**ABOUT THIS TASK**. What you give back should match the entries below character for character.

═════ MATERIAL FOR THE TASK ═════

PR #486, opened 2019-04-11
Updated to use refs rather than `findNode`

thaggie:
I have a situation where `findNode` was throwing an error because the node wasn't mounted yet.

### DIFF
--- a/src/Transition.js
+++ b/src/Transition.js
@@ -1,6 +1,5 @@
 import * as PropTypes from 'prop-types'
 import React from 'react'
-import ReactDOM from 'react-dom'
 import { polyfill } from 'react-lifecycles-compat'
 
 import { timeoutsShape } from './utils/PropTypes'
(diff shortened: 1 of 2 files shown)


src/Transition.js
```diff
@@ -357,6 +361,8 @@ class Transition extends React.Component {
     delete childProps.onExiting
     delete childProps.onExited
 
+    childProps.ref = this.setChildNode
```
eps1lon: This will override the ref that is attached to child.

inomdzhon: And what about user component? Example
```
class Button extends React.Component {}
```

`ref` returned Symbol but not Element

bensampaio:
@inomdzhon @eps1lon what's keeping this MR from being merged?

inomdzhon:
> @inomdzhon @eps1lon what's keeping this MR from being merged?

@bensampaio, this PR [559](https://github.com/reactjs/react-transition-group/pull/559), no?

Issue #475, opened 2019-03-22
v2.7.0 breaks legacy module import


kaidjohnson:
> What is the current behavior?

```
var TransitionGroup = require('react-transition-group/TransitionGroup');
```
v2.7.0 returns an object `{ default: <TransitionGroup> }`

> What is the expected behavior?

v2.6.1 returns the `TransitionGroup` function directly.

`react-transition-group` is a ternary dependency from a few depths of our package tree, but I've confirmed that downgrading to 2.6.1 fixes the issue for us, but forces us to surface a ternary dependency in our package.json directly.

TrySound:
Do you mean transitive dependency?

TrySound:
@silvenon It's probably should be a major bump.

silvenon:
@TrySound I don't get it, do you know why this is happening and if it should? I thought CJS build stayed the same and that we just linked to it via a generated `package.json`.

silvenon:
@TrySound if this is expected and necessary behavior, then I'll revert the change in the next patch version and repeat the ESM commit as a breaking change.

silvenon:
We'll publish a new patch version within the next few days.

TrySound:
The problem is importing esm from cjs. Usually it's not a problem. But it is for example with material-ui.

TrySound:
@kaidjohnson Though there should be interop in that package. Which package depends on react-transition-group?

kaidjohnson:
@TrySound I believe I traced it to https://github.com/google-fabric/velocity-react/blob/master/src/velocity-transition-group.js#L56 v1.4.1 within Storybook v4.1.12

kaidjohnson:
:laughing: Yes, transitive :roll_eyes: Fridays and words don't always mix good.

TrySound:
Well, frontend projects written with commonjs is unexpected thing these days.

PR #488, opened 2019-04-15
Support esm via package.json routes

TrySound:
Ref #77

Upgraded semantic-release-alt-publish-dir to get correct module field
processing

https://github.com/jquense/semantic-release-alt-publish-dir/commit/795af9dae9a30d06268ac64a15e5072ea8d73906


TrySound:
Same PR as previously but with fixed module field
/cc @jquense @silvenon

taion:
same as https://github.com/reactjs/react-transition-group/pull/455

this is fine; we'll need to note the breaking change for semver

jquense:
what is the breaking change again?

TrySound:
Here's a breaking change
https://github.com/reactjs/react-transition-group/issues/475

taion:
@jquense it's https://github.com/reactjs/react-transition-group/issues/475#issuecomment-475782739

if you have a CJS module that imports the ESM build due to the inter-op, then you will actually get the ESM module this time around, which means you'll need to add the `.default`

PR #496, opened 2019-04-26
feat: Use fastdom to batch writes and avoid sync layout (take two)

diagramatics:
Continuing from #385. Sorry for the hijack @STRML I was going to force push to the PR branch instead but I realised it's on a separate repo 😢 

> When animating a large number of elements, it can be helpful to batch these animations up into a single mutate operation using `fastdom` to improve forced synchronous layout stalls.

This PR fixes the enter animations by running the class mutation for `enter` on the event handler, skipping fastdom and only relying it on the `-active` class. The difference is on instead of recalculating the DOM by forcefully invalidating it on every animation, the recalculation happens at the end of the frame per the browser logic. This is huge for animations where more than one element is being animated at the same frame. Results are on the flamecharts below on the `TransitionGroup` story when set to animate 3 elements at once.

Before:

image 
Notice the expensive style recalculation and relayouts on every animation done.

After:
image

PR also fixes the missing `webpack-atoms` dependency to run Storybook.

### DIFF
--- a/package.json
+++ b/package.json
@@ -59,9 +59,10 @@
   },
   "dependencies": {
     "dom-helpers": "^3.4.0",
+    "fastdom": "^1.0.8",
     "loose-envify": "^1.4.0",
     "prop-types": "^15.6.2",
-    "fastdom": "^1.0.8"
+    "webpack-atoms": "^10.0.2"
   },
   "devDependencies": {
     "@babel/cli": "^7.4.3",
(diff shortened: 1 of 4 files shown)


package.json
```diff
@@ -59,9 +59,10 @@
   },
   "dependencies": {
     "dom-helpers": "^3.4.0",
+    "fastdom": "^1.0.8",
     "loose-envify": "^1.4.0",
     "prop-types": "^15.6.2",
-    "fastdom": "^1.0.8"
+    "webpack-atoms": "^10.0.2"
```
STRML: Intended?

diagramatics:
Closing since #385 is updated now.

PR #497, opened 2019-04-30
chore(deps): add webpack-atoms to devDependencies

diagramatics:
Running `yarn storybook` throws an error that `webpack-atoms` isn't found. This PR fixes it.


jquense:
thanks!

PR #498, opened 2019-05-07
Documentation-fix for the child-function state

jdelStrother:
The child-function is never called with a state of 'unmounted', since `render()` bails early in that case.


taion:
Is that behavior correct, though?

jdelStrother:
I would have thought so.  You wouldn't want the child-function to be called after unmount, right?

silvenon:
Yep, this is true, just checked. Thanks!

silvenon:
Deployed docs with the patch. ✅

═════

**FINISHED EXERCISE**.
PR #486, opened 2019-04-11
Updated to use refs rather than `findNode`

thaggie:
I have a situation where `findNode` was throwing an error because the node wasn't mounted yet.

### DIFF
--- a/src/Transition.js
+++ b/src/Transition.js
@@ -1,6 +1,5 @@
 import * as PropTypes from 'prop-types'
 import React from 'react'
-import ReactDOM from 'react-dom'
 import { polyfill } from 'react-lifecycles-compat'
 
 import { timeoutsShape } from './utils/PropTypes'
(diff shortened: 1 of 2 files shown)


src/Transition.js
```diff
@@ -357,6 +361,8 @@ class Transition extends React.Component {
     delete childProps.onExiting
     delete childProps.onExited
 
+    childProps.ref = this.setChildNode
```
eps1lon: This will override the ref that is attached to child.

inomdzhon: And what about user component? Example
```
class Button extends React.Component {}
```

`ref` returned Symbol but not Element

bensampaio:
@inomdzhon @eps1lon what's keeping this MR from being merged?

inomdzhon:
> @inomdzhon @eps1lon what's keeping this MR from being merged?

@bensampaio, this PR [559](https://github.com/reactjs/react-transition-group/pull/559), no?

Issue #475, opened 2019-03-22
v2.7.0 breaks legacy module import


kaidjohnson:
> What is the current behavior?

```
var TransitionGroup = require('react-transition-group/TransitionGroup');
```
v2.7.0 returns an object `{ default: <TransitionGroup> }`

> What is the expected behavior?

v2.6.1 returns the `TransitionGroup` function directly.

`react-transition-group` is a ternary dependency from a few depths of our package tree, but I've confirmed that downgrading to 2.6.1 fixes the issue for us, but forces us to surface a ternary dependency in our package.json directly.

TrySound:
Do you mean transitive dependency?

TrySound:
@silvenon It's probably should be a major bump.

silvenon:
@TrySound I don't get it, do you know why this is happening and if it should? I thought CJS build stayed the same and that we just linked to it via a generated `package.json`.

silvenon:
@TrySound if this is expected and necessary behavior, then I'll revert the change in the next patch version and repeat the ESM commit as a breaking change.

silvenon:
We'll publish a new patch version within the next few days.

TrySound:
The problem is importing esm from cjs. Usually it's not a problem. But it is for example with material-ui.

TrySound:
@kaidjohnson Though there should be interop in that package. Which package depends on react-transition-group?

kaidjohnson:
@TrySound I believe I traced it to https://github.com/google-fabric/velocity-react/blob/master/src/velocity-transition-group.js#L56 v1.4.1 within Storybook v4.1.12

kaidjohnson:
:laughing: Yes, transitive :roll_eyes: Fridays and words don't always mix good.

TrySound:
Well, frontend projects written with commonjs is unexpected thing these days.

PR #488, opened 2019-04-15
Support esm via package.json routes

TrySound:
Ref #77

Upgraded semantic-release-alt-publish-dir to get correct module field
processing

https://github.com/jquense/semantic-release-alt-publish-dir/commit/795af9dae9a30d06268ac64a15e5072ea8d73906


TrySound:
Same PR as previously but with fixed module field
/cc @jquense @silvenon

taion:
same as https://github.com/reactjs/react-transition-group/pull/455

this is fine; we'll need to note the breaking change for semver

jquense:
what is the breaking change again?

TrySound:
Here's a breaking change
https://github.com/reactjs/react-transition-group/issues/475

taion:
@jquense it's https://github.com/reactjs/react-transition-group/issues/475#issuecomment-475782739

if you have a CJS module that imports the ESM build due to the inter-op, then you will actually get the ESM module this time around, which means you'll need to add the `.default`

PR #496, opened 2019-04-26
feat: Use fastdom to batch writes and avoid sync layout (take two)

diagramatics:
Continuing from #385. Sorry for the hijack @STRML I was going to force push to the PR branch instead but I realised it's on a separate repo 😢 

> When animating a large number of elements, it can be helpful to batch these animations up into a single mutate operation using `fastdom` to improve forced synchronous layout stalls.

This PR fixes the enter animations by running the class mutation for `enter` on the event handler, skipping fastdom and only relying it on the `-active` class. The difference is on instead of recalculating the DOM by forcefully invalidating it on every animation, the recalculation happens at the end of the frame per the browser logic. This is huge for animations where more than one element is being animated at the same frame. Results are on the flamecharts below on the `TransitionGroup` story when set to animate 3 elements at once.

Before:

image 
Notice the expensive style recalculation and relayouts on every animation done.

After:
image

PR also fixes the missing `webpack-atoms` dependency to run Storybook.

### DIFF
--- a/package.json
+++ b/package.json
@@ -59,9 +59,10 @@
   },
   "dependencies": {
     "dom-helpers": "^3.4.0",
+    "fastdom": "^1.0.8",
     "loose-envify": "^1.4.0",
     "prop-types": "^15.6.2",
-    "fastdom": "^1.0.8"
+    "webpack-atoms": "^10.0.2"
   },
   "devDependencies": {
     "@babel/cli": "^7.4.3",
(diff shortened: 1 of 4 files shown)


package.json
```diff
@@ -59,9 +59,10 @@
   },
   "dependencies": {
     "dom-helpers": "^3.4.0",
+    "fastdom": "^1.0.8",
     "loose-envify": "^1.4.0",
     "prop-types": "^15.6.2",
-    "fastdom": "^1.0.8"
+    "webpack-atoms": "^10.0.2"
```
STRML: Intended?

diagramatics:
Closing since #385 is updated now.

PR #497, opened 2019-04-30
chore(deps): add webpack-atoms to devDependencies

diagramatics:
Running `yarn storybook` throws an error that `webpack-atoms` isn't found. This PR fixes it.


jquense:
thanks!

PR #498, opened 2019-05-07
Documentation-fix for the child-function state

jdelStrother:
The child-function is never called with a state of 'unmounted', since `render()` bails early in that case.


taion:
Is that behavior correct, though?

jdelStrother:
I would have thought so.  You wouldn't want the child-function to be called after unmount, right?

silvenon:
Yep, this is true, just checked. Thanks!

silvenon:
Deployed docs with the patch. ✅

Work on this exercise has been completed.